The fpvGHJKCDEF genes cluster is multiply regulated

As already mentioned, this cluster comprises genes coding for membrane and periplasmic proteins involved in the reduction of iron from the Fe-PVD in the periplasm and the transport of Fe2+ to the cytoplasm by the ABC transporter FpvDE (Fig. 2A). As shown in Fig. 2B this cluster is under the direct control of the ECFσ PvdS, FpvI, and SigX (Schulz et al. 2015). Surprisingly, two other ECFσ are involved as well, PA0149, and PA2050 described as new cell surface signaling components (Llamas et al. 2008). PA0149 ECF overexpression activates the transcription of the PA0151 TBDT more than 30-fold, but also the fpvGHJKCDEF gene cluster (Fig. 2B). Likewise, overexpression of PA2050 ECFσ results in activation of the transcription of two TBDT, PA2057 (SppR) (Pletzer et al. 2016) and PA2070, but of fpvGHJKCDEF as well (Llamas et al. 2008) (Fig. 2B). The same authors suggest that this gene cluster is not only involved in Fe-PVD reduction and Fe transport from PVD, but also for similar steps involving other siderophore transport systems, explaining the multiple regulators involved in the control of expression of these genes. However, we do not know at this stage whether the action of both PA0149 and PA2050 ECF is direct or indirect via a second fur-like gene (fur2, PA2384), but no xenosiderophore has been identified for the TBDT involved (Llamas et al. 2008). Very recently, an article described the effect of the overexpression of the ECF HxuI on the expression of its cognate heme transporter gene, hxuA, but also on the fpvGHJKCDEF expression as well (Fig. 2) (Cai et al. 2022). The same authors identified a consensus DNA binding sequence for HxuI, upstream of hxuI, hxuA, fur2 and fpvG among other genes coding for virulence factors, including phzA2, the first gene of the second operon for pyocyanin biosynthesis (Cai et al. 2022).
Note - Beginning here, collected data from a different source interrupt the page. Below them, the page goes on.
Issue #165, opened 2021-01-26
Upgrade aws-sdk to v1


EngHabu:
**What would you like to be added**:
Upgrade dependency to the stable aws-sdk v1.. it's a breaking change so a lot will need to be updated.

**Why is this needed**:
Unable to consume any of new SDK types because we have a dependency on the operator.

mbaijal:
Hello Haytham, 
Thank you for your request. We do not have a decision on this currently and we'll get back to you. 

Meghna Baijal

surajkota:
Please update to v1.2.0 which has the changes requested.

PR #171, opened 2021-02-15
Migrate to a stable version of AWS GoSDK V1

akartsky:
Migrate from pre-release version of AWS GoSDK V2 to a stable version of AWS GoSDK V1 
`from [aws-sdk-go-v2 v0.24.0]  to [aws-sdk-go v1.37.3]` 

Move to a stable version of GoSDK 

- ~~3 Unit tests are skipped in BatchTransform related to custom endpoint. Working on resolving the issue.~~ FIXED
- smlog tests are skipped but the package isn't deleted yet 

Yes
Working with Doc team 

-------------------------------------------------------------

## Testing 

All integration tests are passing 

All Unit tests are passing ~~except the 3 pending tests~~
```
:k8s_operators kalamadi$ go test -v -short ./controllers/... | grep Passed
SUCCESS! -- 16 Passed | 0 Failed | 0 Pending | 0 Skipped
SUCCESS! -- 16 Passed | 0 Failed | 0 Pending | 0 Skipped
SUCCESS! -- 20 Passed | 0 Failed | 0 Pending | 0 Skipped
SUCCESS! -- 101 Passed | 0 Failed | 0 Pending | 0 Skipped
SUCCESS! -- 21 Passed | 0 Failed | 0 Pending | 0 Skipped
SUCCESS! -- 20 Passed | 0 Failed | 0 Pending | 0 Skipped
SUCCESS! -- 44 Passed | 0 Failed | 0 Pending | 0 Skipped
SUCCESS! -- 33 Passed | 0 Failed | 0 Pending | 0 Skipped
SUCCESS! -- 8 Passed | 0 Failed | 0 Pending | 0 Skipped
SUCCESS! -- 85 Passed | 0 Failed | 0 Pending | 0 Skipped
```


akartsky:
https://github.com/aws/amazon-sagemaker-operator-for-k8s/issues/165

api/v1/common/sagemaker_api.go
```diff
@@ -408,7 +408,7 @@ type ObjectiveStatus string
 // Hosting related types
 
 type ProductionVariant struct {
-	AcceleratorType ProductionVariantAcceleratorType `json:"acceleratorType,omitempty"`
+	AcceleratorType *string `json:"acceleratorType,omitempty"`
```
RedbackThomson, line 411: Why not make them `*ProductionVariantAcceleratorType` ? These should be identical

controllers/aws_config_loader.go
```diff
@@ -42,15 +41,24 @@ func NewAwsConfigLoaderForEnv(env venv.Env) AwsConfigLoader {
 	}
 }
 
+// CreateNewAWSSessionFromConfig returns an AWS session using AWS Config
+func CreateNewAWSSessionFromConfig(cfg aws.Config) *awssession.Session {
+	sess, _ := awssession.NewSessionWithOptions(
+		awssession.Options{
+			SharedConfigState: awssession.SharedConfigEnable,
```
RedbackThomson, line 48: Could you link, in a comment above, to the issue which describes why we need this flag?

controllers/aws_config_loader.go
```diff
@@ -42,15 +41,24 @@ func NewAwsConfigLoaderForEnv(env venv.Env) AwsConfigLoader {
 	}
 }
 
+// CreateNewAWSSessionFromConfig returns an AWS session using AWS Config
+func CreateNewAWSSessionFromConfig(cfg aws.Config) *awssession.Session {
```
RedbackThomson, line 45: nit: Line 57 uses `Aws`. I would personally prefer all references to AWS be `AWS` and not `Aws`. But if that's too much work, lets stick to the existing use.

controllers/aws_config_loader.go
```diff
@@ -42,15 +41,24 @@ func NewAwsConfigLoaderForEnv(env venv.Env) AwsConfigLoader {
...
 // LoadAwsConfigWithOverrides loads default AWS config and apply overrides, like setting the region and using a custom SageMaker endpoint.
 // If specified, jobSpecificEndpointOverride always overrides the endpoint. Otherwise, the environment
 // variable specified by DefaultSageMakerEndpointEnvKey overrides the endpoint if it is set.
 func (l AwsConfigLoader) LoadAwsConfigWithOverrides(regionOverride string, jobSpecificEndpointOverride *string) (aws.Config, error) {
 	var config aws.Config
-	var err error
 
-	if config, err = external.LoadDefaultAWSConfig(external.WithRegion(regionOverride)); err != nil {
-		return aws.Config{}, err
+	if regionOverride != "" {
```
RedbackThomson, line 60: Comparison to empty string is an antipattern for checking if something should exist. Perhaps changing `regionOverride` to `*string` and then checking `regionOverride != nil` would be cleaner.

controllers/aws_config_loader.go
```diff
@@ -64,17 +72,17 @@ func (l AwsConfigLoader) LoadAwsConfigWithOverrides(regionOverride string, jobSp
 
 	// If a custom endpoint is requested, install custom resolver for SageMaker into config.
 	if customEndpoint != "" {
-		customSageMakerResolver := func(service, region string) (aws.Endpoint, error) {
-			if service == sagemaker.EndpointsID {
-				return aws.Endpoint{
+		customSageMakerResolver := func(service, region string, optFns ...func(*awsendpoints.Options)) (awsendpoints.ResolvedEndpoint, error) {
+			if service == "sagemaker" {
+				return awsendpoints.ResolvedEndpoint{
```
RedbackThomson, line 77: Reminder that we need to run PrivateLink tests

controllers/batchtransformjob/batchtransformjob_controller.go
```diff
@@ -65,8 +66,8 @@ func NewBatchTransformJobReconciler(client client.Client, log logr.Logger, pollI
 		Client:       client,
 		Log:          log,
 		PollInterval: pollInterval,
-		createSageMakerClient: func(cfg aws.Config) sagemakeriface.ClientAPI {
-			return sagemaker.New(cfg)
+		createSageMakerClient: func(cfg aws.Config) sagemakeriface.SageMakerAPI {
+			return sagemaker.New(CreateNewAWSSessionFromConfig(cfg))
```
RedbackThomson, line 70: ++ Clean

controllers/batchtransformjob/batchtransformjob_controller.go
```diff
@@ -388,7 +389,7 @@ func (r *BatchTransformJobReconciler) getSageMakerDescription(ctx reconcileReque
 		log.Info("Failed to parse the describe error output from sagemaker")
 		return nil, awsErr
 	}
-	return describeResponse.DescribeTransformJobOutput, nil
+	return describeTransformJobOutput, nil
```
RedbackThomson, line 392: Does this return the response of the describe? It seems to be returning the response of the `DescribeTransformJobRequest`? That means we don't have to wait for `describeRequest.Send()`?

controllers/controllertest/mock_autoscaling_client.go
```diff
@@ -287,23 +288,16 @@ func (m mockApplicationAutoscalingClient) DescribeScalableTargetsRequest(input *
...
-			r.Data = nextdescribeScalableTargetsResponse.targetData
-		})
+		mockRequest.Error = nextdescribeScalableTargetsResponse.err
+		return mockRequest, nil
 	}
 
-	return applicationautoscaling.DescribeScalableTargetsRequest{
-		Request: mockRequest,
-	}
+	return mockRequest, nextdescribeScalableTargetsResponse.targetData
```
RedbackThomson, line 295: Much cleaner ++

controllers/hyperparametertuningjob/hpo_trainingjob_spawner.go
```diff
@@ -80,14 +80,19 @@ func (s hpoTrainingJobSpawner) SpawnMissingTrainingJobs(ctx context.Context, hpo
...
-
-	paginator := s.SageMakerClient.ListTrainingJobsForHyperParameterTuningJob(ctx, hpoJobName)
+	var nextToken *string = nil
 
 	// WaitGroup allowing us to do checks in parallel.
 	var wg sync.WaitGroup
 
-	for paginator.Next(ctx) {
-		list := paginator.CurrentPage()
+	for {
```
RedbackThomson, line 88: Where is the condition for this `for`? Is this the equivalent of a `while True`?

controllers/hyperparametertuningjob/hpo_trainingjob_spawner.go
```diff
@@ -80,14 +80,19 @@ func (s hpoTrainingJobSpawner) SpawnMissingTrainingJobs(ctx context.Context, hpo
...
+		hpoTrainingJobOutput, err := s.SageMakerClient.ListTrainingJobsForHyperParameterTuningJob(ctx, hpoJobName, nextToken)
+		if err != nil {
+			s.Log.Info("Error while getting training jobs", "err", err)
```
RedbackThomson, line 91: nit: Should be `s.Log.Error`.

controllers/hyperparametertuningjob/hpo_trainingjob_spawner.go
```diff
@@ -112,10 +117,12 @@ func (s hpoTrainingJobSpawner) SpawnMissingTrainingJobs(ctx context.Context, hpo
...
 		}
-	}
 
-	if err := paginator.Err(); err != nil {
-		s.Log.Info("Error while getting training jobs", "err", err)
+		if hpoTrainingJobOutput.NextToken == nil {
+			break
+		} else {
+			nextToken = hpoTrainingJobOutput.NextToken
+		}
```
RedbackThomson, line 125: random nit: Don't need `else`. `break` will already exit scope.

RedbackThomson (changes requested):
I am actually super excited about these changes! It looks like a lot, but when you ignore the pointer reference/dereference, it's actually not too bad. 
Great work!

api/v1/common/sagemaker_api.go
akartsky: `string` seems more straight forward

controllers/aws_config_loader.go
akartsky: https://github.com/aws/aws-sdk-go/issues/3101

https://docs.aws.amazon.com/sdk-for-go/api/aws/session/

controllers/aws_config_loader.go
akartsky: The default value for `string` variable is "" so it seems a reasonable check to me.

Any string reason why we should not do this ?

controllers/batchtransformjob/batchtransformjob_controller.go
akartsky: yes it does return the response of DescribeTransformJobRequest.

it will only be filled after doing the `describeRequest.Send()` that's how the API works

controllers/hyperparametertuningjob/hpo_trainingjob_spawner.go
akartsky: yep

controllers/hyperparametertuningjob/hpo_trainingjob_spawner.go
akartsky: lol

controllers/hyperparametertuningjob/hpo_trainingjob_spawner.go
akartsky: Nice catch

akartsky:
> I am actually super excited about these changes! It looks like a lot, but when you ignore the pointer reference/dereference, it's actually not too bad.
> Great work!

Thanks 😄

Oh the pointer reference/dereference is deceptively bad 
coz of all the runtime issues which take a lot of time to debug 
(279 unit test cases were failing)

just to give a few examples 
```
# this `if` condition is not satisfied if a and b go from string to *string
if a==b {}
# and this could cause problems in totally different part of code 
# and only way we debug this is to go through the whole flow of the unit test case and add print statements everywhere 

# append strings to array 
# now if a goes from string to *string, same pointer is appended and the whole array ends up having the same value 
for a in b.send()
    egArray = append(egArray, a)
``` 

There are many of these kinda errors which are hard to catch and take lot of time.

controllers/aws_config_loader.go
akartsky: btw we do have integ test for custom endpoint which are passing

controllers/aws_config_loader.go
RedbackThomson: I meant a comment in the code

controllers/aws_config_loader.go
RedbackThomson: We pass `jobSpecificEndpointOverride` as a pointer but `regionOverride` as a value. Typically if we mean "no value" then, in Go at least, we want to pass a `nil` pointer - rather than a "". This is the equivalent of passing `None` instead of `""` in Python.

controllers/batchtransformjob/batchtransformjob_controller.go
RedbackThomson: Super weird. Okay

api/v1/common/sagemaker_api.go
RedbackThomson: Yes but we lose specificity when we make this change. We have lots of other types in this file that alias string, even `ProductionVariantInstanceType` is still an alias. This change isn't relevant to Go SDK v1 migration, so I would like to keep it the same.

controllers/aws_config_loader.go
akartsky: still not sold on empty string comparison 
but for consistency changing `regionOverride` to pointer and aws.Config expects it to be pointer anyway

controllers/aws_config_loader.go
akartsky: ya i agree, `AWS` is better 
changed all the functions to use that acronym

controllers/aws_config_loader.go
akartsky: done

api/v1/common/sagemaker_api.go
akartsky: * yes we have other alias which are `string` but none of them are passed as pointers `*alias`
  * In this file we have 18 string type variables and all are passed as string but never as string pointer 
* All `*string` variables are passed as is and they do not have aliases 
  * In this file we have 79 `*string` variables all of which are passed as `*string` and they don't have alias
* This change is relevant to Go SDK v1 migration because `ProductionVariantAcceleratorType` went from being a `string` to `*string`. This datatype is used in the controllers.

So this change of removing `ProductionVariantAcceleratorType` and using `*string` is consistent with what we currently have in this file

RedbackThomson: Absolutely fair points. Thank you for explaining this to me

controllers/hyperparametertuningjob/hpo_trainingjob_spawner.go
```diff
@@ -248,19 +261,13 @@ func (s hpoTrainingJobSpawner) deleteSpawnedTrainingJobsConcurrently(ctx context
...
-	// blocked before it consumes from the channel.
-	wg.Add(1)
-	go func(paginatorError error) {
-		defer wg.Done()
-		if paginatorError != nil {
-			s.Log.Info("Error while getting training jobs", "err", paginatorError)
-			errorsChannel <- paginatorError
+		if hpoTrainingJobOutput.NextToken == nil {
+			break
+		} else {
```
surajkota, line 267: nit: eliminate else ?

controllers/controllertest/mock_sagemaker_client.go
```diff
@@ -682,23 +675,16 @@ func (m mockSageMakerClient) DescribeTrainingJobRequest(input *sagemaker.Describ
...
 
 	if nextDescribeTrainingJobResponse.err != nil {
-		mockRequest.Handlers.Send.PushBack(func(r *aws.Request) {
-			r.Error = nextDescribeTrainingJobResponse.err
-		})
-	} else {
-		mockRequest.Handlers.Send.PushBack(func(r *aws.Request) {
-			r.Data = nextDescribeTrainingJobResponse.data
-		})
+		mockRequest.Error = nextDescribeTrainingJobResponse.err
```
surajkota, line 678: can you explain this change a bit more?
I thought this is needed so aws client in controller could consume the response. Idea is we push mock responses and when controller pops them per API call instead of making actual API calls

surajkota (commented):
Great work Kartik!!
Looks scary 47 pages but is pretty clean and self explainatory

controllers/batchtransformjob/batchtransformjob_controller_test.go
```diff
@@ -741,12 +745,12 @@ var _ = Describe("Reconciling when a custom SageMaker endpoint is requested", fu
...
 
 		Expect(actualEndpointResolver).ToNot(BeNil())
-		actualEndpoint, err := (*actualEndpointResolver).ResolveEndpoint(sagemaker.EndpointsID, uuid.New().String())
+		actualEndpoint, err := (*actualEndpointResolver).EndpointFor(sagemaker.EndpointsID, uuid.New().String())
 		Expect(err).ToNot(HaveOccurred())
 		Expect(actualEndpoint.URL).To(Equal(expectedEndpoint))
 	})
 
-	It("should use the job-specific SageMakerEndpoint over the environment variable", func() {
+	PIt("should use the job-specific SageMakerEndpoint over the environment variable", func() {
```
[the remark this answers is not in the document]
akartsky: Pending test ... these will be skipped 

https://github.com/onsi/ginkgo/blob/v1.15.0/ginkgo_dsl.go#L394

controllers/trainingjob/trainingjob_controller.go
```diff
@@ -224,15 +225,15 @@ func (r *Reconciler) reconcileTrainingJob(ctx reconcileRequestContext) error {
...
 	}
 
-	primaryStatus := string(ctx.TrainingJobDescription.TrainingJobStatus)
-	secondaryStatus := string(ctx.TrainingJobDescription.SecondaryStatus)
+	primaryStatus := *ctx.TrainingJobDescription.TrainingJobStatus
+	secondaryStatus := *ctx.TrainingJobDescription.SecondaryStatus
 	additional := controllers.GetOrDefault(ctx.TrainingJobDescription.FailureReason, "")
 
-	if ctx.TrainingJobDescription.TrainingJobStatus == sagemaker.TrainingJobStatusStopping {
+	if *ctx.TrainingJobDescription.TrainingJobStatus == string(sagemaker.TrainingJobStatusStopping) {
```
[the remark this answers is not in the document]
akartsky: `sagemaker.TrainingJobStatusStopping` is of type *string

can't compare string pointers so converting both sides to string

controllers/trainingjob/trainingjob_controller_test.go
```diff
@@ -281,8 +281,8 @@ var _ = Describe("Reconciling a TrainingJob that exists", func() {
 
 	Context("TrainingJob exists", func() {
 
-		var expectedStatus sagemaker.TrainingJobStatus
-		var expectedSecondaryStatus sagemaker.SecondaryStatus
+		var expectedStatus string
```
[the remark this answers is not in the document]
akartsky: string is the type 

they used to have specific types but now they don't

controllers/controllertest/mock_sagemaker_client.go
akartsky: main purpose of this block is to return "error" or "data" according to the test case 

Error is return by simply setting the r.Error 
which will be checked during request.Send() by sagemaker api
https://github.com/aws/aws-sdk-go/blob/master/aws/request/request.go#L518

Data is return directly on line 682

tests/codebuild/run_all_sample_test.sh
```diff
@@ -15,6 +15,6 @@ verify_integration_tests ${crd_namespace}
 # run_update_integration_tests ${crd_namespace}
 # verify_update_integration_tests ${crd_namespace}
 verify_feature_integration_tests ${crd_namespace}
-run_smlogs_integration_tests ${crd_namespace}
+# run_smlogs_integration_tests ${crd_namespace}
```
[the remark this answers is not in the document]
akartsky: need to make the changes to the smlog so that the package compiles 

tests are removed coz we don't actually need smlog and i didn't resolve runtime errors

controllers/batchtransformjob/batchtransformjob_controller.go
```diff
@@ -112,7 +113,7 @@ func (r *BatchTransformJobReconciler) reconcileJob(ctx reconcileRequestContext)
 		return RequeueImmediately()
 	}
 
-	if awsConfig, err := r.awsConfigLoader.LoadAwsConfigWithOverrides(*ctx.Job.Spec.Region, ctx.Job.Spec.SageMakerEndpoint); err != nil {
+	if awsConfig, err := r.awsConfigLoader.LoadAwsConfigWithOverrides(ctx.Job.Spec.Region, ctx.Job.Spec.SageMakerEndpoint); err != nil {
```
RedbackThomson, line 116: nit: `LoadAwsConfigWithOverrides` -> `LoadAWSConfigWithOverrides`

controllers/endpointconfig/endpointconfig_controller.go
```diff
@@ -67,10 +67,10 @@ func NewEndpointConfigReconciler(client client.Client, log logr.Logger, pollInte
 		Client:       client,
 		Log:          log,
 		PollInterval: pollInterval,
-		createSageMakerClient: func(awsConfig aws.Config) sagemakeriface.ClientAPI {
-			return sagemaker.New(awsConfig)
+		createSageMakerClient: func(cfg aws.Config) sagemakeriface.SageMakerAPI {
```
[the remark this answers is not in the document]
RedbackThomson: This is repeated for the sake of mocking in unit tests. Is that what you mean?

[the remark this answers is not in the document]
akartsky: abstracting it would be nice 
but some of them use client wrappers 

https://github.com/aws/amazon-sagemaker-operator-for-k8s/blob/master/controllers/trainingjob/trainingjob_controller.go#L65

don't want to get into that as this seems unrelated code refactor

controllers/batchtransformjob/batchtransformjob_controller_test.go
```diff
@@ -642,6 +644,8 @@ var _ = Describe("Reconciling a job without finalizer that is being deleted", fu
 	})
 })
 
+// Currently these 3 tests are skipped
```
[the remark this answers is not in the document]
akartsky: ya it was until now 😅
Fixed

jkuruba (commented):
Looks to be a clean code mapping for versions. Did we test private links as requested in another comment?

tests/codebuild/run_all_sample_test.sh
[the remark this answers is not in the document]
surajkota: rather than making changes to the package, deleting the tests, is it possible to comment out the compilation for sake of this PR?

basically, I am looking to commenting out everything (build, test, release) from the pipeline related to smlogs in one PR. right now its partial?

akartsky:
> Looks to be a clean code mapping for versions. Did we test private links as requested in another comment?

thanks 😄

private link test is not done yet

tests/codebuild/run_all_sample_test.sh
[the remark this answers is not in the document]
akartsky: fixed smlog

surajkota (approved):

akartsky:
FYI 
private link testing done before merging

This interesting study further highlights the importance of the fpvGHJKCDEF cluster for the assimilation of Fe2+ from pyoverdine, but also from other iron sources.

Conclusions

This short review presents evidence that the regulation of PVD production and uptake involves different regulators, either by acting at the level of the master ECF pvdS gene (OxyR, PA2206, AlgR, CysB, PirR, CzcR, AmgR) or other genes, although their contribution might not be as essential compared to PvdS but might contribute to fine tuning of pyoverdine production in function of environmental cues, which have not yet been defined. Particularly interesting is the participation of several ECF, including the recently described HxuI involvement, in the regulation of genes coding for periplasmic and inner membrane proteins involved in the reduction of Fe-PVD and the import of Fe2+ to the cytoplasm, suggesting that this process might contribute to the reduction of Fe3+ from other iron sources. There is also some evidence that the PvdS and FpvI regulons are larger than previously anticipated, including other genes outside the PVD cluster. However, several other regulators are likely to be involved, directly or indirectly into the regulation of siderophore-mediated iron uptake in P. aeruginosa, as described for the Gac-Rsm pathway, probably via the production of the internal c-di-GMP signal molecule (Frangipani et al. 2014).